| What is being asked |
State, as a single number, how many lines in the data below contain "receiver".

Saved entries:
PR #1569, opened 2021-08-11
core: move stream_enable_rtp_timeout to api

sreimers:
For RTP Connections like webrtc (module/app) its useful to make `stream_enable_rtp_timeout` available.


alfredh:
we should also align the stream api with webrtc api,

the stream consist of:

1. sender
2. receiver
3. transport

something like this:

1. transceiver (stream)
2. sender
3. receiver

if we can manage to make the stream api more modular, the application
can for example choose to use only the sender or receiver.

PR #1263, opened 2018-01-25
Generate reaction pairs error converted to debug warning

mjohnson541:
This allows failures in reaction pair generation in family to fall back to Reaction.generatePairs.  This makes it easier to write mult-molecular to mult-molecular families.

### DIFF
--- a/rmgpy/data/kinetics/family.py
+++ b/rmgpy/data/kinetics/family.py
@@ -1830,7 +1830,8 @@ class KineticsFamily(Database):
             error = True
             
         if error:
-            raise ReactionPairsError('Unable to determine reaction pairs for {0!s} reaction {1!s}.'.format(self.label, reaction))
+            logging.debug('Preset mapping missing for determining reaction pairs for family {0!s}, falling back to Reaction.generatePairs'.format(self.label))
+            return []
         else:
             return pairs
         


rmgpy/data/kinetics/family.py
```diff
@@ -1830,7 +1830,8 @@ def getReactionPairs(self, reaction):
             error = True
             
         if error:
-            raise ReactionPairsError('Unable to determine reaction pairs for {0!s} reaction {1!s}.'.format(self.label, reaction))
+            logging.warn('Preset mapping missing for determining reaction pairs for family {0!s}, falling back to Reaction.generatePairs'.format(self.label))
```
mliu49: I think the command is `logging.warning`. Could you add a unit test to confirm that the warning is logged?

See [here](https://github.com/ReactionMechanismGenerator/RMG-Py/blob/master/rmgpy/data/kinetics/familyTest.py#L606) for an example of using mock to test logging.

cgrambow: `warn` and `warning` both work. In fact, there is no difference in Python 2.7 ([see here](https://stackoverflow.com/questions/15539937/whats-the-difference-between-logging-warn-and-logging-warning-in-python-or-are)), but it's probably better to use `warning` for posterity. Based on some jobs I've run, I can confirm that the warning works, but it does tend to occupy a large chunk of the log file; something to think about...

mjohnson541: Shouldn't we just add a general test that the logging.warning function works instead of testing individual cases?

mliu49: That's good to know! I wonder if debug would perhaps be more appropriate then?

mliu49: I think testing in this case would be to confirm that the warning is logged under the correct circumstances. We can probably assume that the method itself works properly. It's not a big deal though.

PR #1265, opened 2018-01-26
Automatic tree generation part 1

mjohnson541:
This PR adds the functionality to automatically generate rate trees from a top node a set of training reactions based on optimization of an objective function.


mjohnson541:
This pull request lays the testable groundwork for automatic tree optimization.  The regularization algorithms are not included in this (so the trees generated are as general as possible).  There's plenty of room for speed improvements, but most of the ones I foresee will complicate the code.  I thought it best to start with this PR, which has all of the important algorithms and is fully testable.

rmgpy/molecule/group.py
```diff
@@ -1274,7 +1521,27 @@ def isIdentical(self, other):
...
+        initialMap = dict()
+        for atom in self.atoms:
+            if atom.label and atom.label != '':
+                L = [a for a in other.atoms if a.label == atom.label]
+                assert len(L) == 1, 'more than one label for {0} in {1}'.format(atom.label,other)
+                initialMap[atom] = L[0]
+        
+        #isSubgraphIsomorphic ignores the atoms in the initial map so we have to do it seperately without
+        #the map to confirm that the atoms in the initial map are subgraph-isomorphic
+        return self.isSubgraphIsomorphic(other,initialMap=initialMap) and self.isSubgraphIsomorphic(other) #necessary
```
mliu49: I'm not sure if this will always hold true. You're better off confirming that the initial map is valid using `isMappingValid` then running the subgraph isomorphism check. I also think that you could simply add automatic generation of the initial map as an option to the existing `isSubgraphIsomorphic` method instead of creating a new method.

Same applies for the method in `Molecule`.

rmgpy/molecule/molecule.py
```diff
@@ -45,6 +45,12 @@
 import itertools
 from copy import deepcopy
 
+import element as elements
+try:
+    import openbabel
+except:
+    pass
```
mliu49: Did you add these, or are they a remnant of a rebase?

rmgpy/data/kinetics/family.py
```diff
@@ -2431,3 +2432,21 @@ def getTopLevelGroups(self, root):
             allGroups = all([isinstance(entry.item, Group) for entry in groupList])
 
         return groupList
+
+def informationGain(ks1,ks2):
+    return len(ks1)*np.std(ks1)+len(ks2)*np.std(ks2)
```
mliu49: Could you add a docstring?

rmgpy/data/kinetics/family.py
```diff
@@ -2461,6 +2461,63 @@ def extendNode(self,parent,thermoDatabase=None,obj=None,T=1000.0):
...
+        more than one training reaction associated with it a set of potential more specific extensions 
+        are generated and the extension that optimizing the objective function combination is chosen 
+        and the iteration starts over at the beginning
+        
+        additionally the tree structure is simplified on the fly by removing groups that have no kinetics data associated
+        if their parent has no kinetics data associated and they either have only one child or
+        have two children one of which has no kinetics data and no children
+        (its parent becomes the parent of its only relevant child node)
+        """
+        boo = True
```
mliu49: Use a more descriptive variable name or add a comment?

rmgpy/molecule/group.py
mjohnson541: I made a lot of changes related to subgraphIsomorphism checking in the not yet a PR part 2 of automatic tree generation.  Since we don't intend to use part 1 without part 2 (I broke up the PRs to make it easier to review) is it alright if I make this change in part 2?

mjohnson541:
So I don't really think of these as "automatic trees" vs "regular trees" so much as automatically generated sections of a tree.  This framework is designed to operate on a tree that already exists.  So you would delete everything in the tree you want the tree to regenerate (leaving the top node and logic nodes at the top) and then run automatic tree generation on that "trimmed" tree.  This means both that we don't have to restructure all of the trees and we don't need to regenerate the trees all at the same time.  

There's no real reason to merge this without part 2, which will make all aspects of tree generation functional.  Later parts should be independent of parts 1 and 2.  Part 2 involves a lot of modification of the code in this PR and a little bit of new code.

rmgpy/molecule/group.py
mjohnson541: this should be fixed now

rmgpy/molecule/molecule.py
mjohnson541: removed

rmgpy/data/kinetics/family.py
mjohnson541: added

rmgpy/data/kinetics/family.py
mjohnson541: comment added

alongd:
How do we want to deal with resonance structures in training reactions?
Specifically, if we train for, e.g., `CH2CHO + H = CH2CHOH`
(`CH2CHO` has the following resonance structures: [70% `[CH2]C=O` <--> 30% `C=C[O]`])
and the training hits a theoretical `H;Orad_C` node, then we're actually training this node with a much slower reaction than equivalent ones w/o resonance.
Could we make the automatically generated nodes be specific enough to represent resonance structures as different that species w/o resonance?

mjohnson541:
The algorithm I developed is a machine learning algorithm, so if resonance is important to rate estimation we should expect it to develop nodes specific enough to resolve it.  However, it would probably improve the generated trees if we added resonance attributes similar to the ring attribute that let it examine resonance effects without having to add lots of extra atoms first.

mjohnson541:
commits merged with #1363

mliu49:
Merged via #1363.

| Expected output |
3